Most of the investment interest in Mongolia is coming from strategic investors like Japanese and Korean companies, rather than investment funds out of New York or London, Jayawant said. Sovereign-wealth funds China Investment Corp. and Temasek have invested hundreds of millions of dollars in coking coal producer SouthGobi Resources [SGQ:CN] and Lung Ming, which owns the Eruu Gol iron ore mine.
The Mongolia Opportunities Fund, which bills itself as the country’s first private-equity fund, targets an “underfunded niche” of USD 5-10m deals, Jayawant said. The fund focuses on mining services and infrastructure, and will opportunistically look at investments in financial services and export industries. It aims to grow companies to a size where they could be sold later to larger investors like CIC and Temasek, he said.

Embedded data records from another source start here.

PR #65, opened 2021-07-15
Add guard/warning/retry around 403s from Jupyter kernel

athornton:


athornton:
The retry doesn't actually help, because it really isn't transient, so this adds complexity for little gain.  Closing.

PR #67, opened 2021-07-19
Retry hub login and then dispatch request again when we get an auth error

athornton:
This attempts to address the 403 errors we've been seeing.


athornton:
closing, superseded by subsequent events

Ultimately, dealmakers need to help explain the value of mergers and acquisitions to a country that can be skeptical of them, Lehmkuhler said. Members of the Mongolian parliament have recently sought to renegotiate the investment agreement with Ivanhoe [IVN:CN] over its giant Oyu Tolgoi copper-gold mine, saying they want to return resources wealth to the people.
“Having an active M&A market means that investors who want to come in here know there’s an exit…beyond just running a mine for 30 years,” Lehmkuhler said. “There are all sorts of possible sources of capital that can come into a country that aren’t going to come in on a greenfield basis…but they will come in and buy a company that has reached a certain stage.”